Silvertips eyeing offense in import draft

EVERETT — A year ago, the Everett Silvertips hit the jackpot. Today they’re hoping to come up aces one more time.

The Canadian Hockey League Import Draft takes place this morning, and the Tips are once again well positioned to add an impact player to their roster.

Everett has the 10th overall pick in today’s draft, the annual crapshoot that distributes European players among the 60 teams of the Western Hockey League, Ontario Hockey League and Quebec Major Junior Hockey League. The draft, which is renown for the unpredictability of what teams are getting, lasts two rounds.

Last year Everett picked 11th overall and selected Swiss defenseman Mirco Mueller. All Mueller did was become Everett’s No. 1 defenseman as a 17-year-old, and he was selected in the first round of Sunday’s NHL draft by the San Jose Sharks.

This year the Tips are looking for a forward, and ideally they’ll find one who has the same type of impact Mueller did last season.

“There are some real high-end guys who are real question marks because you don’t know whether they’re coming (to the CHL),” said Everett general manager Garry Davidson, who confirmed the Tips will select a forward. “There are eight to 10 good guys who were picked in (Sunday’s NHL draft), but with a lot of those guys you’re just not sure. They may have contracts in Europe and you don’t know if they can get out of them, or they’re Russian and likely to sign in the KHL (Kontinental Hockey League). What it does is leave us looking a little more at younger guys, like Mirco.”

Each team in the CHL is allotted two roster spots for European players. Everett released Czech winger Stathis Soumelidis earlier this offseason to become eligible to use its first-round pick.

However, despite the presence of Mueller on the roster, Everett is eligible to use its second-round selection (70th overall) as well. A recent rule change states that if a team has a European player on its roster who is selected in the first round of the NHL draft, that team is eligible to add a third European. The purpose of the rule is to provide teams insurance against the NHL draft pick making his NHL team, thus leaving his junior team with a gaping hole.
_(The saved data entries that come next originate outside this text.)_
PR #2412, opened 2024-07-24
chore: i18n setup and translate some pages

flagrede:
## Description

Setup lingui as the 18n library
- install dependencies and vite plugin
- add script to extract messages
- setup i18n provider for all clients
- setup base config with en and es locales
- setup eslint plugin
- load default locale on app loading
- add some documentation on usage

Translate a few pages as examples:
- Additionality
- BasicInfo
- BatchDetails
- BasketDetails
- Buyers
- Certificate
- ChooseCreditClass
- ConnectWalletPage
- CreateBatch

---

### Author Checklist

I have...

### How to test

1.

### Reviewers Checklist

I have...

- [ ] reviewed tests


web-marketplace/lingui.config.ts
```diff
@@ -0,0 +1,13 @@
+import type { LinguiConfig } from '@lingui/conf';
```
blushi, line 1: could the config be similar for web-components? should we have one root config file and then config files in each packages extended from the root one? ref: https://lingui.dev/guides/monorepo
The thing is that web-components is also used by web-www that we doesn't need to be multilingual (at least for now, as part of this project)

web-marketplace/package.json
```diff
@@ -90,7 +92,8 @@
     "graphql:codegen": "graphql-codegen --config codegen.yml",
     "graphql:codegen-sanity": "graphql-codegen --config sanity-codegen.yml",
     "graphql:codegen-indexer": "graphql-codegen --config indexer-codegen.yml",
-    "analyze": "source-map-explorer 'build/static/js/*.js'"
+    "analyze": "source-map-explorer 'build/static/js/*.js'",
+    "messages:extract": "lingui extract"
```
blushi, line 96: should we integrate `lingui compile` as part of our build process?

blushi (commented):
Looking good, just a couple questions on how to handle monorepo and building

web-marketplace/lingui.config.ts
flagrede: Sure, I'll update that.

web-marketplace/package.json
flagrede: The compile step is already handled by the Vite plugin.

blushi: ok nice!

web-marketplace/lingui.config.ts
flagrede: I did not add a `lingui.config.ts` to `web-components` though, as this package should probably not be concerned with i18n. If there are hard-coded strings in `web-components`, we might want to extract them.

blushi: ok yeah makes sense, we do have some hard coded strings in there
so the idea would be to have them set as props instead?

flagrede: If this is too much of a refactor for the scope of the project, we can reconsider, but ideally, `web components' should provide language-agnostic components.

flagrede: Yes, the idea would be to send these strings as props.

blushi (approved):
LGTM, just a small nit

README.md
```diff
@@ -174,6 +177,22 @@ If you are using VsCode, there are suggested workspace settings in `.vscode/sett
...
+- attributes: \_(msg\`static text\`)
+- constants:
+  - const elements = [msg\`some element\`]
+  - \_(elements[0])
+
+### Important notes
+
+`<Trans>` component should be imported from `@lingui/macro` most of the time. This component is used at compile-time.
+There is another `<Trans>` component in `@lingui/react` for [special cases](https://lingui.dev/tutorials/react-patterns#lazy-translations). This component is used at runtime.
+
```
blushi, line 195: could we add a note about `i18n:extract` new command in here?

PR #2431, opened 2024-08-14
fix: remove onLoad method and use only initialViewState in PostFiles.…

r41ph:
## Description

https://regennetwork.atlassian.net/browse/APP-254

---

### Author Checklist

I have...

### How to test

1. Go to a post page and verify the map is zoomed correctly.

### Reviewers Checklist

I have...

- [ ] reviewed tests


web-components/src/components/organisms/PostFiles/PostFiles.Public.tsx
```diff
@@ -85,35 +85,20 @@ const PostFilesPublic = ({
     })),
   };
 
-  const onLoad = (): void => {
-    if (locations) {
-      const [minLng, minLat, maxLng, maxLat] = bbox(locations);
-      mapRef.current?.fitBounds(
```
r41ph, line 91: The issue is that `fitBounds` receives the same coordinates in both `[minLng, minLat]` and `[maxLng, maxLat]` from `bbox(locations)` because `bbox` only receives one coordinate from `locations`. The result is the map setting the box boundaries to a single point and zooming in to close to it, overwriting the `initialViewState.zoom`. 

If we are going to receive only a single coordinate, it's better to only use `initialViewState`. However, if there are scenarios where we expect multiple coordinates , please let me know and I'll add support for that case.

r41ph:

erikalogie:
@r41ph this LGTM
@clevinson you want to check this out and see what you think about the zoom level now?

web-components/src/components/organisms/PostFiles/PostFiles.Public.tsx
wgardiner: The downside of removing the `onLoad` `fitBounds` is that we could have multiple files with different locations, and only the first point from the first location might be in the map viewport, right? 

Would it make sense to keep the `onLoad` `fitBounds` solution, and just pass the `maxZoom` option to prevent it from getting too zoomed in? 
https://docs.mapbox.com/mapbox-gl-js/api/map/#map#fitbounds

r41ph: Thanks for clarifying this. I have added back the `fitBounds` to handle situations where we get more than one coordinate. In the end there's no need for controlling the zoom as `fitBounds` automatically sets the right zoom to fit all the markers.

r41ph:
@erikalogie @wgardiner this is ready for another look

erikalogie:
It looks good to me still!

wgardiner (approved):
Looks good!

PR #410, opened 2022-09-29
fix: button svg icon position fix

snowwhitedev:


index.html
```diff
@@ -11,6 +11,12 @@
       src="./token-negotiator-dist/negotiator.js"
     ></script>
     <link rel="stylesheet" href="./token-negotiator-dist/theme/style.css" />
+    <style>
+      svg {
```
nicktaras, line 15: Hi Henderson, should this be applied to the libraries theme.css.

e.g. Within scope of the container element.

.overlay-tn svg { ... }

snowwhitedev: Hi  @nicktaras Nick  No.
I just added this additional style in index.html to see if my changes in theme.css are working correctly.
You know, svg style is set like above as default in **perion**, it showed tweaked button. :)

nicktaras: I think I understand, you added this logic to mirror your Perion implementation. But then applied all changes needed to theme.css.

I've removed the SVG targetting from the index.html (mock example of TKN), can you confirm that all the styles needed for the svg change are inside theme.css. Then let's merge to staging. Thanks.

PR #413, opened 2022-10-02
Feature/toggle option

nicktaras:
Please see this PR created for the management of the Toggle token on/off functionality.

For each token collections config, "hideToggle" flag can be used.


oleggrib (approved):
works great!
I just added commit to remove toggle block completely if it disable, not only hide it
also I added setting to hide toggle to all devcon6 tokenConfigs (prod, stage)

micwallace (approved):

PR #425, opened 2022-10-20
refactor: fix token detail load issue

snowwhitedev:
┆Issue is synchronized with this [Jira Task](https://smarttokenlabs.atlassian.net/browse/TKN-438) by [Unito](https://www.unito.io)


nicktaras:
@snowwhitedev - good idea on that we don't want users clicking load, when the auto load will make the requests for the end user.

Instead of disabling the buttons, which this cursor effect will only work on desktop, not on mobile - can we instead hide the load buttons or just make them inactive, until the auto load is complete.

snowwhitedev:
> @snowwhitedev - good idea on that we don't want users clicking load, when the auto load will make the requests for the end user.
> 
> Instead of disabling the buttons, which this cursor effect will only work on desktop, not on mobile - can we instead hide the load buttons or just make them inactive, until the auto load is complete.

Yep. Got it. I will try

nicktaras:
> > @snowwhitedev - good idea on that we don't want users clicking load, when the auto load will make the requests for the end user.
> > Instead of disabling the buttons, which this cursor effect will only work on desktop, not on mobile - can we instead hide the load buttons or just make them inactive, until the auto load is complete.
> 
> Yep. Got it. I will try

Thanks @snowwhitedev - please let me know once the changes are in place and we can re-review.

PR #436, opened 2022-10-25
Fix/detail load issue

snowwhitedev:


nicktaras:
Thanks @snowwhitedev - and also for sharing the video. 

From taking a look at the animation it's not as smooth as it could be. Could you show the loading for each collection, instead of the hidden buttons, I think this will more smoothly transition into showing the loading / load buttons that follow.

snowwhitedev:
> Thanks @snowwhitedev - and also for sharing the video.
> 
> From taking a look at the animation it's not as smooth as it could be. Could you show the loading for each collection, instead of the hidden buttons, this will smoothly transition to load buttons that follow.

okay, Got it. Let me try it

nicktaras:
9DF6F201-19B8-43F8-83F7-98C5A383EFD9

great work on this. Can you add a unit test towards the changes added to enable Sonar Cloud to pass.

nicktaras (dismissed):

nicktaras (approved):
Approving. This area needs some work on the unit tests.

PR #437, opened 2022-10-25
Tkn 247 unit test coverage auth

BankiLouis:


nicktaras (approved):

nicktaras:
@BankiLouis - I'll merge this. It looks like the issue is that theres a removal of a dep in a file and there's no unit test etc.

PR #438, opened 2022-10-27
Feature/wallet api hooks

nicktaras:


nicktaras:
Hi guys, can you please review this change which adds a network changed hook the Token Negotiator to notify when a user changes the network used of their EVM wallet. 

A follow up task has been written for a lower priority item, to enable the same functionality for Solana wallet network changes and also changes to the account connected. https://smarttokenlabs.atlassian.net/browse/TKN-466

BankiLouis (approved):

If the NHL draft pick returns to his junior team following training camp, the junior team must get back down to two Europeans.

Davidson indicated he intends to use his second-round selection, even though it’s fully expected Mueller will be back in Everett next season.

“We plan on using it, we’re just not sure how,” Davidson said. “It’s possible we’ll take someone who’s not coming this year, but may come next year.”

This year’s draft is also the last chance for CHL teams to add European goaltenders. Hockey Canada, because of a perceived lack of development among Canadian goaltenders, has directed the CHL to phase out European goalies. European goalies currently in the CHL will be allowed to play out their junior eligibility, and today teams are allowed to select goaltenders in the first round only. But goalies will be barred from the import draft beginning next year.

Everett, with Austin Lotz entrenched as the team’s No. 1 netminder, is not in the market for a goaltender. Nevertheless, Davidson found the decision to ban European goalies curious.

“Personally, I struggle with that decision a little bit,” he said. “I really think the CHL is the best junior league in the world, and it should have the best players. If that means European goalies, I’m fine with that. (Hockey Canada) feels development of goalies is an issue, but I’m not sure having one or two high-end European goalies makes that much difference. The development is needed at the younger levels. But that’s just my personal opinion.”